→ **What is expected**
Find and copy each line in the material below where the string "they" occurs.
[Start of section]
PR #3449, opened 2021-08-08
bugfix for learner summary

lispsil:
In Chapter 4: Under the Hood: Training a Digit Classifier (04_mnist_basics.ipynb) Jeremy creates Dataloaders from lists:

```python
train_x = torch.cat([stacked_threes, stacked_sevens]).view(-1, 28*28)
train_y = tensor([1]*len(threes) + [0]*len(sevens)).unsqueeze(1)
dset = list(zip(train_x,train_y))
dl = DataLoader(dset, batch_size=256)
```

as a result, there is no Dataset object and we can't use `summary` method of a learner

Here is a fix (and a test) that works the same for objects that have "n_inp" attribute and work with lists if there is no.

### DIFF
--- a/fastai/callback/hook.py
+++ b/fastai/callback/hook.py
@@ -201,7 +201,7 @@ def module_summary(learn, *xb):
 @patch
 def summary(self:Learner):
     "Print a summary of the model, optimizer and loss function."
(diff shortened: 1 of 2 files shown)


jph00:
Nice PR - thanks!

PR #519, opened 2020-04-13
API endpoints for metadata convention schemas (SCP-2322)

bistline:
Adding API endpoint to serve up metadata convention schema files, in JSON and TSV format.  Will include all previous "snapshots", as well as a stable URL that will always point to the latest version of any convention.

This PR satisfies SCP-2322.

### DIFF
--- a/app/controllers/api/v1/metadata_schemas_controller.rb
+++ b/app/controllers/api/v1/metadata_schemas_controller.rb
@@ -2,12 +2,7 @@ module Api
   module V1
     class MetadataSchemasController < ApiBaseController
       include Swagger::Blocks
-      before_action :set_available_schemas, only: :index
-      before_action :set_schema_filename, only: :load_schema
-      before_action :set_schema_filepath, only: :load_schema
-      before_action :set_response_type, only: :load_schema
-
-      SCHEMAS_BASE_DIR = Rails.root.join('lib', 'assets', 'metadata_schemas')
+      include Concerns::ConventionSchemas
 
       swagger_path '/metadata_schemas' do
         operation :get do
@@ -24,7 +19,8 @@ module Api
       end
 
       def index
-        render json: @schemas
+        schemas = set_available_schemas
+        render json: schemas
       end
 
       swagger_path '/metadata_schemas/{project_name}/{version}/{schema_format}' do
@@ -33,14 +29,13 @@ module Api
               'MetadataSchemas'
           ]
           key :summary, 'Load a metadata convention schema file'
-          key :description, 'Returns a schema definition file for the requested metadata convention, in JSON or TSV format'
+          key :description, "Returns a schema definition file for the requested metadata convention, in JSON or TSV format. Refer above for available schemas."
           key :operationId, 'metadata_schemas_load_schema_path'
           parameter do
             key :name, :project_name
             key :in, :path
             key :description, 'Project name of metadata convention'
             key :required, true
-            key :enum, %w(alexandria_convention)
             key :type, :string
           end
           parameter do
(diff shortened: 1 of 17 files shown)


app/controllers/api/v1/metadata_schemas_controller.rb
```diff
@@ -0,0 +1,125 @@
+module Api
+  module V1
+    class MetadataSchemasController < ApiBaseController
+      include Swagger::Blocks
```
devonbush, line 4: since these actions all only apply to a single route, I could see either moving each before_action declaration to right before each route function, or not using before_action and just calling the methods explicitly as the first statement of each route.  Totally a matter of taste, so feel free to ignore :)

app/controllers/api/v1/metadata_schemas_controller.rb
```diff
@@ -0,0 +1,125 @@
...
+      def load_schema
+        if File.exists?(@schema_pathname)
+          send_file @schema_pathname, type: @response_type, filename: @schema_filename
+        else
+          head 404 and return
+        end
+      end
+
+      private
+
```
devonbush, line 83: this seems like it belongs in a helper lib somewhere as get_available_schema, since there's nothing request-specific about it.  But we can wait until we have a second consumer for it to move it

app/controllers/api/v1/metadata_schemas_controller.rb
```diff
@@ -0,0 +1,125 @@
...
+            key :required, true
+            key :enum, %w(alexandria_convention)
+            key :type, :string
+          end
+          parameter do
+            key :name, :version
+            key :in, :path
+            key :description, 'Version of requested convention'
+            key :required, true
+            key :enum, %w(latest 2.0.0 1.1.5 1.1.4 1.1.3)
```
eweitz, line 51: This validation using `enum` seems like it would not suffice for multiple projects.

Let's say we release a new convention for a second project, "Foo Metadata Convention 1.0.0", as is foreseeable given we have a URL path segment for `{project_name}` .  Line 43 becomes `key :enum, %w(alexandria_convention foo)` and line 51 becomes `key :enum, %w(latest 2.0.0 1.1.5 1.1.4 1.1.3 1.0.0)`.  Then `/metadata_schemas/foo/1.1.3/json` would pass URL validation -- but it should fail.  Same for `/metadata_schemas/alexandria_convention/1.0.0/json`. 

Perhaps something like a namespaced `enum` in line 51 would address that.  I don't know if that's possible.

I don't think this lurking issue needs to be fixed now, but it seems foreseeable if we add a `project` beyond `alexandria_convention`.

app/controllers/api/v1/metadata_schemas_controller.rb
bistline: Yeah I went back and forth about where to put these methods, and whether they should be static or not.  I'll ponder it some more and see if something else makes more sense.

app/controllers/api/v1/metadata_schemas_controller.rb
bistline: So the `enums` are just for Swagger, and not part of any validation server-side.  And since we only have the one project, it works fine for now.  But you are correct in that if we do get another project that has different version numbers, something different will need to be done in order to make those dropdowns consistent.  I'm not aware of anything in Swagger that would support this, but I can check.

bistline: 03f64f7

app/controllers/api/v1/metadata_schemas_controller.rb
bistline: 03f64f7

app/controllers/api/v1/metadata_schemas_controller.rb
bistline: 03f64f7

PR #521, opened 2020-04-14
Skipping nil/optional outputs when syncing workflow submissions (SCP-2339)

bistline:
Syncing workflow submissions currently breaks if a submission had "optional" outputs the were not generated or defined.  To avoid throwing errors, the portal now skips any optional/nil outputs in workflows if they are not present.  This also addresses a similar issue when attempting to generate an `analysis.json` file with submission metadata.

This PR satisfies SCP-2339.

### DIFF
--- a/app/models/analysis_metadatum.rb
+++ b/app/models/analysis_metadatum.rb
@@ -268,12 +268,14 @@ class AnalysisMetadatum
           outputs = []
           workflows.each do |workflow|
             outs = workflow['outputs'].values
-            outs.each do |o|
-              outputs << {
-                  'name' => o.split('/').last,
-                  'file_path' => o,
-                  'format' => o.split('.').last
-              }
+            if outs.present?
+              outs.each do |o|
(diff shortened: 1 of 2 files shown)


app/models/analysis_metadatum.rb
```diff
@@ -268,12 +268,14 @@ def create_payload
           outputs = []
           workflows.each do |workflow|
             outs = workflow['outputs'].values
-            outs.each do |o|
-              outputs << {
-                  'name' => o.split('/').last,
-                  'file_path' => o,
-                  'format' => o.split('.').last
-              }
+            if outs.present?
```
devonbush, line 271: You could skip the if check and do `outs&.each do |o|` instead --  dealer's choice :)

bistline: Ooooh snazzy.  Didn't know that particular shorthand.  It's not as readable but I do like the concision.

PR #525, opened 2020-04-15
Fix confusing Download tooltip when not signed in

eweitz:
This refines tooltip messaging when the user is not signed in.

Screen Shot 2020-04-15 at 11 24 14 AM

It satisfies SCP-2303.


app/models/user.rb
```diff
@@ -104,9 +104,9 @@ def owned_by(user)
 
   DEFAULT_FEATURE_FLAGS = {
     # whether the home page uses React and the new search API
-    "advanced_search" => false,
+    "advanced_search" => true,
     # whether the facet search controls are shown
-    "faceted_search" => false,
+    "faceted_search" => true,
```
devonbush, line 109: blocker: i think this was left in accidentally

test/js/download.test.js
```diff
@@ -59,14 +61,39 @@ describe('Download components for faceted search', () => {
...
+    const wrapper = mount((< DownloadButton />))
+    wrapper.find('#download-button > span').simulate('mouseenter')
+
+    const tooltipHint =
+      wrapper.find('OverlayTrigger').prop('overlay').props['children']
+
+    expect(tooltipHint).toBe('To download, please sign in')
   })
+
+  // TODO (SCP-2333): Restore test for showing modal upon clicking Download button
```
devonbush, line 81: thanks for making the ticket

app/models/user.rb
eweitz: Good catch!  Fixed.

PR #529, opened 2020-04-15
adding visualizable check to gene search

devonbush:
image

### DIFF
--- a/app/controllers/api/v1/study_search_results_objects.rb
+++ b/app/controllers/api/v1/study_search_results_objects.rb
@@ -58,6 +58,7 @@ module Api
         end
         if @gene_results.present?
           study_obj[:gene_matches] = @gene_results[:genes_by_study][study.id]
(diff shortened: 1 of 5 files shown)


app/controllers/api/v1/study_search_results_objects.rb
```diff
@@ -58,6 +58,7 @@ def study_response_obj(study)
         end
         if @gene_results.present?
           study_obj[:gene_matches] = @gene_results[:genes_by_study][study.id]
+          study_obj[:can_visualize_clusters] = study.can_visualize_clusters?
```
bistline, line 61: If we're adding this, you should also add `study_obj[:has_expression_data] = study. has_expression_data?` since that is also required for viewing violin/heatmaps

bistline: After discussion, I realized that you won't even get a response for this study unless it has expression data, so this is superfluous.

PR #531, opened 2020-04-15
Ingest Pipeline v1.3.1 (SCP-2280, SCP-2285)

bistline:
Updates to the latest release of `scp-ingest-pipeline`, which includes support for Alexandria metadata convention v2.0.0.  This also adds information to metadata parse emails about what version of the convention was used, if any.

This PR satisfies in part SCP-2280 and SCP-2285.


app/controllers/api/v1/concerns/convention_schemas.rb
```diff
@@ -18,6 +18,15 @@ def set_available_schemas
           end
           schemas
         end
+
+        # get the latest version number of a given project/schema
+        def get_latest_schema_version(project_name)
+          schemas = set_available_schemas
```
devonbush, line 24: should we rename this method now to 'get_available_schemas'?

PR #544, opened 2020-04-17
Fallback to first available annotation on invalid requests (SCP-2342)

bistline:
Race conditions in the UI can sometimes lead to invalid requests where a given annotation may not exist for the requested cluster.  In addition to previous client-side fixes, this server-side patch will fall back to the first available annotation from a study's cell metadata file (which has to be present in order for visualization to work in the first place).

This PR satisfies SCP-2342.


app/controllers/site_controller.rb
```diff
@@ -1410,24 +1410,37 @@ def set_selected_annotation
     # determine which URL param to use for selection and construct base object
     selector = params[:annotation].nil? ? params[:gene_set_annotation] : params[:annotation]
     annot_name, annot_type, annot_scope = selector.nil? ? @study.default_annotation.split('--') : selector.split('--')
+
     # construct object based on name, type & scope
```
devonbush, line 1414: Is there a way to refactor this so that this calls  the method in ApiParamsUtils?  Or is the logic different.
Also, maybe we need a better name for ApiParamsUtils since the utility methods may not be restricted to API requests.

bistline: Possibly - let me look it over.  I agree that the duplication isn't ideal, but the difference in the controllers made me think that it wasn't a good idea.  But I'll take a closer look.

bistline: Don't know why I thought that wouldn't be a good idea - much cleaner now.  0086954.

bistline:
Failed test is another race condition surrounding gzipping files and pushing to the bucket (updated_at timestamps don't match).  This is not a regression, just further proof we need to look at that logic regarding file compression/uploads.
[End of section]
→ **Answer to the exercise**
bistline: Yeah I went back and forth about where to put these methods, and whether they should be static or not.  I'll ponder it some more and see if something else makes more sense.
Syncing workflow submissions currently breaks if a submission had "optional" outputs the were not generated or defined.  To avoid throwing errors, the portal now skips any optional/nil outputs in workflows if they are not present.  This also addresses a similar issue when attempting to generate an `analysis.json` file with submission metadata.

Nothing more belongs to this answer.